Never let market size fool you into making a misconceived target market choice. Social media pioneer Ning wisely gave up its Facebook-inspired dream of success with millions of consumers to serve a much smaller set of business customers instead. In making the change, its customer base grew from 17,000 to over 100,000 according to Fortune Magazine, while the certainty of paid subscriptions replaced uncertain advertising revenue.
Ning’s software enables its customers to launch and run their own private social network with employees, customers, fans or suppliers. The switch from consumers to organizations emerged from the CEO shutting down Ning’s free service. Consumers jumped ship for one of the 125 plus free social media Facebook clones. With a narrower but relatively under-served target market, Ning was free to add services that deepen and differentiate its value to business customers. Additions include analytics for the network, mobile applications, discussion forums and integration with business customers’ Facebook pages.
Leaders are often deceived by the size of a target market, assuming that more is better. But revenue depends upon a lot more than market size and growth. Your ability to move to high awareness rates, high consideration rates, high win rates and high average revenue per customer are much more important than market size in driving revenue growth, as long as the market meets some minimum threshold.
Here’s a case in point.
A commercial sewing client faced the “ubiquitous market” dilemma many business-to-business companies face. You’d really be surprised by how many industries use commercial sewers as part of their value chain – office furniture, dental chairs, power sports equipment, laboratory stools, radiology patient exam-tables, shoes, apparel, lawn and garden, etc. You get the picture.
With no end to the number of businesses that might need its services, the company’s direct sales force fell into the trap of responding to customer and prospect Requests for Proposals delivered by mail, fax and e-mail. With multiple high-quality commercial sewers in the industry, the industry’s offerings had become commodities. Price and schedule availability largely determined the winner. My client won orders based on their history of heroic service, an attribute that won customer loyalty but not a price premium.
We dramatically narrowed the target market to companies for which commercial sewing was a distraction, rather than a key part of their core business. These are companies that viewed the work associated with creating low-priced fabric accessories customers used alongside equipment as a diversion from their core business of designing, manufacturing and selling high-priced equipment. (E.g., while customers need life jackets, boat manufacturers love making boats!) We further narrowed the list of potential industry targets to those in a broadly defined industry in which my client already had solid work experience, a customer base and an understanding of end-users of its customers’ products.
We redefined my client’s business as a fabric accessory subsidiary that designs, manufactures, merchandises, markets and distributes its customers’ branded after-market accessories (i.e., purchased alongside or after the original equipment is sold). In outsourcing their accessory business to my client, companies earned equivalent or higher revenue with dramatically reduced overhead costs. That’s a powerful value promise.
My client mastered understanding how end-users used accessories and the distribution channels to reach these end-users. It also hired designers and created a far more consumer-focused culture.

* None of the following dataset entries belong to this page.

PR #404, opened 2021-04-20
Typescript: add shared component types

MkMan:
Moving away from `React.FC` (refer to discussion [here](https://github.com/aesop/aesop-gel/pull/397#discussion_r614417432)) we thought it would be handy to create our types instead of manually needing to specify the return type for components (which would almost always be the same).

I created 2 new types: `ComponentWithChildren` and `ComponentWithoutChildren` and migrated Transition to use `ComponentWithChildren` to demo it.

Any feedback is appreciated 😃

### DIFF
--- a/src/types/Component.types.ts
+++ b/src/types/Component.types.ts
@@ -1,0 +1,15 @@
+/* eslint-disable @typescript-eslint/ban-types */
+import type { ReactElement, ReactNode } from 'react';
+
+// eslint-disable-next-line @typescript-eslint/no-explicit-any
+type DefaultReactComponentReturn = ReactElement<any, any> | null;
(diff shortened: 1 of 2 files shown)


beau-charman:
This is Cool. Transition is probs a bad example for the rule, but a good one to illustrate the exception (as it's `children` props is of the type `JSX.Element`)

MkMan:
> This is Cool. Transition is probs a bad example for the rule, but a good one to illustrate the exception (as it's `children` props is of the type `JSX.Element`)

Ah yeah, good point. I'll drop the Transition commit

zack76 (approved):

beau-charman (approved):
Can we pull this in? :)

PR #405, opened 2021-04-20
Migrate DoubleMedia to TS

MkMan:


src/components/DoubleMedia/DoubleMedia.spec.tsx
```diff
@@ -20,7 +22,8 @@ describe('<DoubleMedia />', () => {
         mediaTwo={{
           heading: DoubleMediaFixture.title,
           link: DoubleMediaFixture.link,
-          type: DoubleMediaFixture.imageTwo.type,
+          type: DoubleMediaFixture.imageTwo
+            .type as DoubleMediaProps['mediaTwo']['type'],
```
kevin-ho87, line 26: how does this `as` work?

MkMan: It's [type assertion](https://basarat.gitbook.io/typescript/type-system/type-assertion). I am overriding the type that TS inferred for that property (in this case a `string`) and saying it's actually the same type as `DoubleMediaProps['mediaTwo']['type']`.

Without it, the compiler gives an error 
image

kevin-ho87: ahh icic

kevin-ho87 (approved):

zack76 (approved):

PR #409, opened 2021-04-21
Migrate useHasMounted to TS

MkMan:


zack76 (approved):

src/customHooks/useHasMounted/useHasMounted.ts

All these changes made my client the expert its customers could depend upon to drive sales of their branded after-market fabric accessory products.
One measure of my client’s success is that it so mastered the accessory business that it introduced its own line of accessories at a lower price point than clients’ branded accessories, appealing to end-users who did not value having the equipment brand on its accessory products.

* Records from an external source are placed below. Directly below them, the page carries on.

PR #418, opened 2021-04-27
Expose Typescript declarations in build directory

beau-charman:
- Use `tsc` to generate declaration files
- Rollup all type declarations with `rollup-plugin-dts`
- Ensure all paths that reference index files are to `index.ts` files 

TODO
- src/components/DefinitionListWithProductExtract/DefinitionListWithProductExtract.tsx remove ts ignores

The size of my client’s narrowed target market was considerably smaller than “all businesses needing commercial sewing services.” But serving a much narrower market made it much easier to build high awareness and consideration rates from what had been low levels. As important, my client’s win rates and revenue per customer increased dramatically.
Instead of asking “How big is the market?” strategic leaders ask, “In which markets can we build high awareness and consideration rates and the hard-to-copy advantages that result in high win rates and price premiums?”
Want a fun challenge? Create the algebraic equation that links your revenue to market size, awareness rate, consideration rate and win rate. Then simulate the impact of changing different terms.
I agree with the main point of your article. There are some businesses which aren’t aiming to the right market decision. This really goes out to businessmen out there and I hope they can read this stuff and review their goals. Great write up! Thanks!